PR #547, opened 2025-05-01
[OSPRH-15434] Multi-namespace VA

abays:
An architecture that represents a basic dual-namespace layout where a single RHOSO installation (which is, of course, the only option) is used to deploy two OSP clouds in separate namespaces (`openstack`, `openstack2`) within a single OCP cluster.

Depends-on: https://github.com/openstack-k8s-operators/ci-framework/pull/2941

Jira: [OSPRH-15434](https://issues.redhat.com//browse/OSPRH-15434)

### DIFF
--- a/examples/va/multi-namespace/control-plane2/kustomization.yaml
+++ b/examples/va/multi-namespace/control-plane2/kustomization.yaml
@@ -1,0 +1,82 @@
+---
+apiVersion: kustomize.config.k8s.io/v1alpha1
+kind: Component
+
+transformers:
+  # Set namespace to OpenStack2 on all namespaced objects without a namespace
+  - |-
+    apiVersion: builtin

::::::::

» **Problem to work on**: Nothing in the records may be left out; reproduce them exactly.

» **Result of the exercise**:
PR #547, opened 2025-05-01
[OSPRH-15434] Multi-namespace VA

abays:
An architecture that represents a basic dual-namespace layout where a single RHOSO installation (which is, of course, the only option) is used to deploy two OSP clouds in separate namespaces (`openstack`, `openstack2`) within a single OCP cluster.

Depends-on: https://github.com/openstack-k8s-operators/ci-framework/pull/2941

Jira: [OSPRH-15434](https://issues.redhat.com//browse/OSPRH-15434)

### DIFF
--- a/examples/va/multi-namespace/control-plane2/kustomization.yaml
+++ b/examples/va/multi-namespace/control-plane2/kustomization.yaml
@@ -1,0 +1,82 @@
+---
+apiVersion: kustomize.config.k8s.io/v1alpha1
+kind: Component
+
+transformers:
+  # Set namespace to OpenStack2 on all namespaced objects without a namespace
+  - |-
+    apiVersion: builtin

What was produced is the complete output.